» Work request
Could you please count how many lines in the data below hold the string "compile"? Reply with only the number.

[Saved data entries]

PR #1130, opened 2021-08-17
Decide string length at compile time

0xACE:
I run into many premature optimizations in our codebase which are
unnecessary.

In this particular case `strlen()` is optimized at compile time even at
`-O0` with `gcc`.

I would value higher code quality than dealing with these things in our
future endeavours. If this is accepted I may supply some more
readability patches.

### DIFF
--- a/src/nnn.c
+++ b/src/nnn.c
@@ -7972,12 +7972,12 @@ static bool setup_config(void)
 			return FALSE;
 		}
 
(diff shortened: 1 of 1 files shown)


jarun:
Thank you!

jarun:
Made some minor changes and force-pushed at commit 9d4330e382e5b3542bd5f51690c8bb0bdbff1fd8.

» Task result
2